[Start of Attachment]

Issue #14443, opened 2025-12-04
[Feature] Default to lower page size when not set


b8zhong:
### Checklist

- [x] If this is not a feature request but a general question, please start a discussion at https://github.com/sgl-project/sglang/discussions. Otherwise, it will be closed.
- [x] Please use English. Otherwise, it will be closed.

### Motivation

TRTLLM MLA can do 32 or 64, but it defaults to 64

TRTLLM MHA supports 16, 32, or 64, but it also defaults to 64

We can do 32 for MLA, 16 for MHA by default?

b8zhong:
Closing for now because it might affect PD scenario performance while only rarely benefiting prefix cache

PR #14474, opened 2025-12-05
feat: raise error in PD when page sizes are mismatched

### LINKED ISSUE #14439: [Feature] Raise an error when the page size of the prefill and decode attention backend are different
### Checklist

- [x] If this is not a feature request but a general question, please start a discussion at https://github.com/sgl-project/sglang/discussions. Otherwise, it will be closed.

### Motivation

The value of the prefill and decode `--page-size` must match, or else raise an error. Sometimes this is enforced by a backend which automatically selects this, so we can see the difference in the logs

Otherwise, the error can be cryptic (like in the case of TRTLLM MHA), which looks for page size cubin that does not exist.

### Related resources

_No response_

raayandhar:
## Motivation
See fix https://github.com/sgl-project/sglang/issues/14439

## Modifications

To check that the page sizes are the same, we have to communicate this between the prefill and decode servers, so I did that and on the prefill side it will throw an error. But I'm not really entirely happy with this design since the decode server is left hanging and the request will also hang. We should be throwing the error on both sides I think. Also, it only does this once we send a request, not during warmup / server start. I would really appreciate some feedback here as I'm sure there's a more intelligent way of doing this. I will continue working on that part.

Example (on prefill):
```
Exception in thread Thread-3 (bootstrap_thread):
  File "/usr/lib/python3.12/threading.py", line 1073, in _bootstrap_inner
    self.run()
  File "/usr/lib/python3.12/threading.py", line 1010, in run
    self._target(*self._args, **self._kwargs)
  File "/home/raayan/projects/sglang/python/sglang/srt/disaggregation/mooncake/conn.py", line 865, in bootstrap_thread
    raise ValueError(
ValueError: Page size mismatch: decode server has page_size=64, but prefill server has page_size=32. Both servers must use the same --page-size value.
```

## Checklist


python/sglang/srt/disaggregation/mooncake/conn.py
```diff
@@ -113,6 +113,7 @@ class KVArgsRegisterInfo:
     dst_tp_rank: int
     dst_attn_tp_size: int
     dst_kv_item_len: int
+    page_size: int
```
ShangmingCai: Maybe this would be better?
```suggestion
    dst_page_size: int
```

python/sglang/srt/disaggregation/mooncake/conn.py
```diff
@@ -127,6 +128,7 @@ def from_zmq(cls, msg: List[bytes]):
             dst_tp_rank=int(msg[7].decode("ascii")),
             dst_attn_tp_size=int(msg[8].decode("ascii")),
             dst_kv_item_len=int(msg[9].decode("ascii")),
+            page_size=int(msg[10].decode("ascii")),
```
ShangmingCai: ditto

python/sglang/srt/disaggregation/nixl/conn.py
```diff
@@ -74,6 +74,7 @@ class KVArgsRegisterInfo:
     decode_tp_size: int
     decode_tp_rank: int
     dst_kv_item_len: int
+    page_size: int
```
ShangmingCai: ditto

python/sglang/srt/disaggregation/nixl/conn.py
```diff
@@ -89,6 +90,7 @@ def from_zmq(cls, msg: List[bytes]):
             decode_tp_size=int(msg[8].decode("ascii")),
             decode_tp_rank=int(msg[9].decode("ascii")),
             dst_kv_item_len=int(msg[10].decode("ascii")),
+            page_size=int(msg[11].decode("ascii")),
```
ShangmingCai: ditto

python/sglang/srt/server_args.py
```diff
@@ -1388,9 +1388,9 @@ def _handle_attention_backend_compatibility(self):
 
             if self.page_size not in [32, 64]:
                 logger.warning(
-                    f"TensorRT-LLM MLA only supports page_size of 32 or 64, changing page_size from {self.page_size} to 64."
+                    f"TensorRT-LLM MLA only supports page_size of 32 or 64, changing page_size from {self.page_size} to 32."
                 )
-                self.page_size = 64
+                self.page_size = 32
```
ShangmingCai: Can you eloborate on this change?

python/sglang/srt/disaggregation/mooncake/conn.py
raayandhar: sure, will make the change tomorrow

ShangmingCai (commented):
The motivation has some points. But I don't think we should crash the prefill server. This could cause a chain reaction, leading to the entire cluster crashing due to the addition of only a misconfigured node. This is something we don't want to see. Maybe a warning should be enough.

python/sglang/srt/server_args.py
raayandhar: Sure, this is from this issue: https://github.com/sgl-project/sglang/issues/14443 that was opened.

ShangmingCai:
Sorry, I realize that the prefill page size wasn't registered to the bootstrap server, so the decode node doesn't know.

raayandhar:
> Maybe this check covers this scenario:
> 
> ```python
> # Sanity check: The data sub-slice to be sent should fit into the dst buffer.
>         # This means heads_bytes_per_token_to_send <= (dst_kv_item_len // page_size)
>         if heads_bytes_per_token_to_send > (dst_kv_item_len // page_size):
>             logger.error(
>                 f"[{mooncake_session_id}] slice size ({heads_bytes_per_token_to_send}) exceeds "
>                 f"target token slot size ({dst_kv_item_len // page_size})"
>             )
>             return -1
> ```

hmm, I will go and try tomorrow to see what happens and understand better. But I think at least some better messaging pointing to the issue (!= page sizes) could be nice.

b8zhong (commented):
When we are in the single node scenario we can use different attention backend for prefill and decode (which can have mismatched page sizes when incorrectly set), can you make sure it also works in the single node case?

raayandhar:
Sorry for lack of update, will work on this tomorrow

raayandhar:
I made some changes to this PR so that we can do this check in the common backend. Now the decode server gets runtime error with:
```
[2025-12-17 22:30:16] Page size mismatch: prefill server has page_size=32, but decode server has page_size=64. Both servers must use the same --page-size value.
```
I also tested this with different attention backends (triton / flashinfer different across prefill/decode). I have some comment about the recommended way to throw error which I made in the review.
@ShangmingCai when you get the chance, could you please take another look? Thanks!

python/sglang/srt/disaggregation/common/conn.py
```diff
@@ -256,19 +259,33 @@ def __init__(
...
+
+            if self.prefill_page_size is not None:
+                decode_page_size = self.kv_mgr.kv_args.page_size
+                if self.prefill_page_size != decode_page_size:
+                    error_msg = (
+                        f"Page size mismatch: prefill server has page_size={self.prefill_page_size}, "
+                        f"but decode server has page_size={decode_page_size}. "
+                        f"Both servers must use the same --page-size value."
+                    )
+                    logger.error(error_msg)
```
raayandhar, line 271: Previously here I did:
```
                    self.kv_mgr.record_failure(self.bootstrap_room, error_msg)
                    self.kv_mgr.update_status(self.bootstrap_room, KVPoll.Failed)
                    self.bootstrap_infos = None
                    return
```
but this just seemed to let all the servers hang until timeout. Right now the decode server crashes. I would really appreciate any feedback on what the right way to throw / do the error messaging should be?

ShangmingCai: We should never crash the prefill server, but when the decode server finds that its page size does not match to prefill's page size, it should crash and notify the users about this msg.

python/sglang/srt/disaggregation/common/conn.py
```diff
@@ -433,15 +453,16 @@ def _get_prefill_parallel_info_from_server(
                     int(prefill_parallel_info["prefill_attn_tp_size"]),
                     int(prefill_parallel_info["prefill_dp_size"]),
                     int(prefill_parallel_info["prefill_pp_size"]),
+                    prefill_parallel_info.get("prefill_page_size"),
```
ShangmingCai: Maybe align the code style here?

python/sglang/srt/disaggregation/common/conn.py
```diff
@@ -525,6 +547,7 @@ async def _handle_route_put(self, request: web.Request):
         system_dp_rank = data["system_dp_rank"]
         rank_ip = data["rank_ip"]
         rank_port = int(data["rank_port"])
+        page_size = data.get("page_size")  # optional for backward compatibility
```
ShangmingCai: ditto

python/sglang/srt/disaggregation/mooncake/conn.py
```diff
@@ -855,9 +855,8 @@ def bootstrap_thread():
                 room = waiting_req_bytes[0].decode("ascii")
                 mooncake_session_id = waiting_req_bytes[3].decode("ascii")
                 if room == "None":
-                    self.decode_kv_args_table[mooncake_session_id] = (
-                        KVArgsRegisterInfo.from_zmq(waiting_req_bytes)
-                    )
+                    register_info = KVArgsRegisterInfo.from_zmq(waiting_req_bytes)
+                    self.decode_kv_args_table[mooncake_session_id] = register_info
```
ShangmingCai: This change doesn't seem necessary now.

ShangmingCai (commented):
Others LGTM. Please fix the comments, then I can trigger the CI.

python/sglang/srt/disaggregation/common/conn.py
raayandhar: Thanks, good catch

ShangmingCai (approved):
Thx. LGTM now.

raayandhar:
@ShangmingCai when you get a chance, could you take a look at the CI failures? I took a look and they do not look related to my changes. Let me know what you think. Happy holidays!

raayandhar:
> /rerun-failed-ci

@ShangmingCai we didn't run into that error again (`test_disaggregation_basic` passing), and the failures are new I think so I'm inclined to think it's due to flaky CI -- let me know what you think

[End of Attachment]

● Brief
Which lines in the data hold the string "TRTLLM"? Copy each of them.

● Result of this exercise
TRTLLM MLA can do 32 or 64, but it defaults to 64
TRTLLM MHA supports 16, 32, or 64, but it also defaults to 64
Otherwise, the error can be cryptic (like in the case of TRTLLM MHA), which looks for page size cubin that does not exist.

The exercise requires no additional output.